* **Task requirements**: The entries are given below. Output each one unchanged.

* **Information**:
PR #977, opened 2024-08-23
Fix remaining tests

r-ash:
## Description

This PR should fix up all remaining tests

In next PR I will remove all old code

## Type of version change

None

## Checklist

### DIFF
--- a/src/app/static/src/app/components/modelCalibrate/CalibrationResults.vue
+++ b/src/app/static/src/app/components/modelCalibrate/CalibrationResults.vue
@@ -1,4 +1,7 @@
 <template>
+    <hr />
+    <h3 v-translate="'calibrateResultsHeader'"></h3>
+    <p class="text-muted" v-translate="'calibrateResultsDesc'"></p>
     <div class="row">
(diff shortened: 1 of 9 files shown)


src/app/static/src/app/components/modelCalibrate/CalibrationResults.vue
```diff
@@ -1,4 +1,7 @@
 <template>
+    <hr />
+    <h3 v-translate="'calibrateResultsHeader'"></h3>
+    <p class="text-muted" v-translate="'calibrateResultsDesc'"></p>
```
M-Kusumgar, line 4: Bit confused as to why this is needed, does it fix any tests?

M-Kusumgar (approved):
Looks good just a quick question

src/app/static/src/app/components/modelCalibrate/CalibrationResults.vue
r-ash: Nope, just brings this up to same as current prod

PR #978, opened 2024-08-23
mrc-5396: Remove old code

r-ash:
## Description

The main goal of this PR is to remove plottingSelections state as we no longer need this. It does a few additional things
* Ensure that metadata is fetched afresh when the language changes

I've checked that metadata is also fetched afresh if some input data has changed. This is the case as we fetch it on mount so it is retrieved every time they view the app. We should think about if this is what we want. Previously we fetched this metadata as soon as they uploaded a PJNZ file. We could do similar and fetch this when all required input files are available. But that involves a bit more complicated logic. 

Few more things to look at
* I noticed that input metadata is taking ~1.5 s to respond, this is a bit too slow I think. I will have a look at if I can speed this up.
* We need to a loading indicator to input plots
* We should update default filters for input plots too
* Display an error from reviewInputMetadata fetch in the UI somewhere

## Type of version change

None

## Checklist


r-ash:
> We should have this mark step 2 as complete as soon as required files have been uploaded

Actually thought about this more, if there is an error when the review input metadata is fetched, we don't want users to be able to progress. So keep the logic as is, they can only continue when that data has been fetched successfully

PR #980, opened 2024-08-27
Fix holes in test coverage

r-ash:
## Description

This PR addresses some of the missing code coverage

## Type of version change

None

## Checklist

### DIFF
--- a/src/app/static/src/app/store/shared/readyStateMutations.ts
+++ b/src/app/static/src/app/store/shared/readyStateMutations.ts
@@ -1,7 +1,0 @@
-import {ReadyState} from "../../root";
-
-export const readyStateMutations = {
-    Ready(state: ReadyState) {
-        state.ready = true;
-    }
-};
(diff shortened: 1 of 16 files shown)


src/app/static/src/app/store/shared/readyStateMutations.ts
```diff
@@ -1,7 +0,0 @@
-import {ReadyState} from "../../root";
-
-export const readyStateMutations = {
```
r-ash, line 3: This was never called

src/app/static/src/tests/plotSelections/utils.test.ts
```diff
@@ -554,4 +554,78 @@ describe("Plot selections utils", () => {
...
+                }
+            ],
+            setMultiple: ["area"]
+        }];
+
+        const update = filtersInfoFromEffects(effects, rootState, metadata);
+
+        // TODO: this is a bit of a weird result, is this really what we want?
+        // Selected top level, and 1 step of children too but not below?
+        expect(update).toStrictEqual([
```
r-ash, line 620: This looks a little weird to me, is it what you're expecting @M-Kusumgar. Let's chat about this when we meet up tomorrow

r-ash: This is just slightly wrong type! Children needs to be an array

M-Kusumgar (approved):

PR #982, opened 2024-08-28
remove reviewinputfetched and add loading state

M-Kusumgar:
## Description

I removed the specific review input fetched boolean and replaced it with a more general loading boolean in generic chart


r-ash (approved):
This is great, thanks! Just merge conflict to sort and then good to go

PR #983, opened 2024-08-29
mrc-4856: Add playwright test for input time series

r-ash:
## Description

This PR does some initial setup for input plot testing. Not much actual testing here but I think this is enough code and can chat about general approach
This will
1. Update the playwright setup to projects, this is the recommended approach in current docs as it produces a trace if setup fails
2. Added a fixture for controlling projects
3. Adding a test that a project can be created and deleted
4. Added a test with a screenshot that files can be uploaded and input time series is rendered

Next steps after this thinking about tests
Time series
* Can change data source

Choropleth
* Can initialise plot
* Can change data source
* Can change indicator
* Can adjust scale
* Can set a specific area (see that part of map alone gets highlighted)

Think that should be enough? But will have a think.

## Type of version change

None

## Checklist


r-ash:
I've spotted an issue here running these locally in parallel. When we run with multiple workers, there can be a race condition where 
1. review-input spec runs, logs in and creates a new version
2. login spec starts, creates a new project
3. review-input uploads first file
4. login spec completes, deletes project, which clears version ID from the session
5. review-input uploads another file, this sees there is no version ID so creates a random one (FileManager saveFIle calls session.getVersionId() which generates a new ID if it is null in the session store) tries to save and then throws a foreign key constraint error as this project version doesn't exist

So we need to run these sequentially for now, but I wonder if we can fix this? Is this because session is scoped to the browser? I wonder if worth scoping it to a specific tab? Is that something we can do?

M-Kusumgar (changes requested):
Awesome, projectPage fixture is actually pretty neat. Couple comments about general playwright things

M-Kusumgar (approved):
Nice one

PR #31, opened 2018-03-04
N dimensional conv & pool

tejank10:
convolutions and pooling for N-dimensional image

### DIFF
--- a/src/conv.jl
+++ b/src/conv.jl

* **Response**:
PR #977, opened 2024-08-23
Fix remaining tests

r-ash:
## Description

This PR should fix up all remaining tests

In next PR I will remove all old code

## Type of version change

None

## Checklist

### DIFF
--- a/src/app/static/src/app/components/modelCalibrate/CalibrationResults.vue
+++ b/src/app/static/src/app/components/modelCalibrate/CalibrationResults.vue
@@ -1,4 +1,7 @@
 <template>
+    <hr />
+    <h3 v-translate="'calibrateResultsHeader'"></h3>
+    <p class="text-muted" v-translate="'calibrateResultsDesc'"></p>
     <div class="row">
(diff shortened: 1 of 9 files shown)


src/app/static/src/app/components/modelCalibrate/CalibrationResults.vue
```diff
@@ -1,4 +1,7 @@
 <template>
+    <hr />
+    <h3 v-translate="'calibrateResultsHeader'"></h3>
+    <p class="text-muted" v-translate="'calibrateResultsDesc'"></p>
```
M-Kusumgar, line 4: Bit confused as to why this is needed, does it fix any tests?

M-Kusumgar (approved):
Looks good just a quick question

src/app/static/src/app/components/modelCalibrate/CalibrationResults.vue
r-ash: Nope, just brings this up to same as current prod

PR #978, opened 2024-08-23
mrc-5396: Remove old code

r-ash:
## Description

The main goal of this PR is to remove plottingSelections state as we no longer need this. It does a few additional things
* Ensure that metadata is fetched afresh when the language changes

I've checked that metadata is also fetched afresh if some input data has changed. This is the case as we fetch it on mount so it is retrieved every time they view the app. We should think about if this is what we want. Previously we fetched this metadata as soon as they uploaded a PJNZ file. We could do similar and fetch this when all required input files are available. But that involves a bit more complicated logic. 

Few more things to look at
* I noticed that input metadata is taking ~1.5 s to respond, this is a bit too slow I think. I will have a look at if I can speed this up.
* We need to a loading indicator to input plots
* We should update default filters for input plots too
* Display an error from reviewInputMetadata fetch in the UI somewhere

## Type of version change

None

## Checklist


r-ash:
> We should have this mark step 2 as complete as soon as required files have been uploaded

Actually thought about this more, if there is an error when the review input metadata is fetched, we don't want users to be able to progress. So keep the logic as is, they can only continue when that data has been fetched successfully

PR #980, opened 2024-08-27
Fix holes in test coverage

r-ash:
## Description

This PR addresses some of the missing code coverage

## Type of version change

None

## Checklist

### DIFF
--- a/src/app/static/src/app/store/shared/readyStateMutations.ts
+++ b/src/app/static/src/app/store/shared/readyStateMutations.ts
@@ -1,7 +1,0 @@
-import {ReadyState} from "../../root";
-
-export const readyStateMutations = {
-    Ready(state: ReadyState) {
-        state.ready = true;
-    }
-};
(diff shortened: 1 of 16 files shown)


src/app/static/src/app/store/shared/readyStateMutations.ts
```diff
@@ -1,7 +0,0 @@
-import {ReadyState} from "../../root";
-
-export const readyStateMutations = {
```
r-ash, line 3: This was never called

src/app/static/src/tests/plotSelections/utils.test.ts
```diff
@@ -554,4 +554,78 @@ describe("Plot selections utils", () => {
...
+                }
+            ],
+            setMultiple: ["area"]
+        }];
+
+        const update = filtersInfoFromEffects(effects, rootState, metadata);
+
+        // TODO: this is a bit of a weird result, is this really what we want?
+        // Selected top level, and 1 step of children too but not below?
+        expect(update).toStrictEqual([
```
r-ash, line 620: This looks a little weird to me, is it what you're expecting @M-Kusumgar. Let's chat about this when we meet up tomorrow

r-ash: This is just slightly wrong type! Children needs to be an array

M-Kusumgar (approved):

PR #982, opened 2024-08-28
remove reviewinputfetched and add loading state

M-Kusumgar:
## Description

I removed the specific review input fetched boolean and replaced it with a more general loading boolean in generic chart


r-ash (approved):
This is great, thanks! Just merge conflict to sort and then good to go

PR #983, opened 2024-08-29
mrc-4856: Add playwright test for input time series

r-ash:
## Description

This PR does some initial setup for input plot testing. Not much actual testing here but I think this is enough code and can chat about general approach
This will
1. Update the playwright setup to projects, this is the recommended approach in current docs as it produces a trace if setup fails
2. Added a fixture for controlling projects
3. Adding a test that a project can be created and deleted
4. Added a test with a screenshot that files can be uploaded and input time series is rendered

Next steps after this thinking about tests
Time series
* Can change data source

Choropleth
* Can initialise plot
* Can change data source
* Can change indicator
* Can adjust scale
* Can set a specific area (see that part of map alone gets highlighted)

Think that should be enough? But will have a think.

## Type of version change

None

## Checklist


r-ash:
I've spotted an issue here running these locally in parallel. When we run with multiple workers, there can be a race condition where 
1. review-input spec runs, logs in and creates a new version
2. login spec starts, creates a new project
3. review-input uploads first file
4. login spec completes, deletes project, which clears version ID from the session
5. review-input uploads another file, this sees there is no version ID so creates a random one (FileManager saveFIle calls session.getVersionId() which generates a new ID if it is null in the session store) tries to save and then throws a foreign key constraint error as this project version doesn't exist

So we need to run these sequentially for now, but I wonder if we can fix this? Is this because session is scoped to the browser? I wonder if worth scoping it to a specific tab? Is that something we can do?

M-Kusumgar (changes requested):
Awesome, projectPage fixture is actually pretty neat. Couple comments about general playwright things

M-Kusumgar (approved):
Nice one

PR #31, opened 2018-03-04
N dimensional conv & pool

tejank10:
convolutions and pooling for N-dimensional image

### DIFF
--- a/src/conv.jl
+++ b/src/conv.jl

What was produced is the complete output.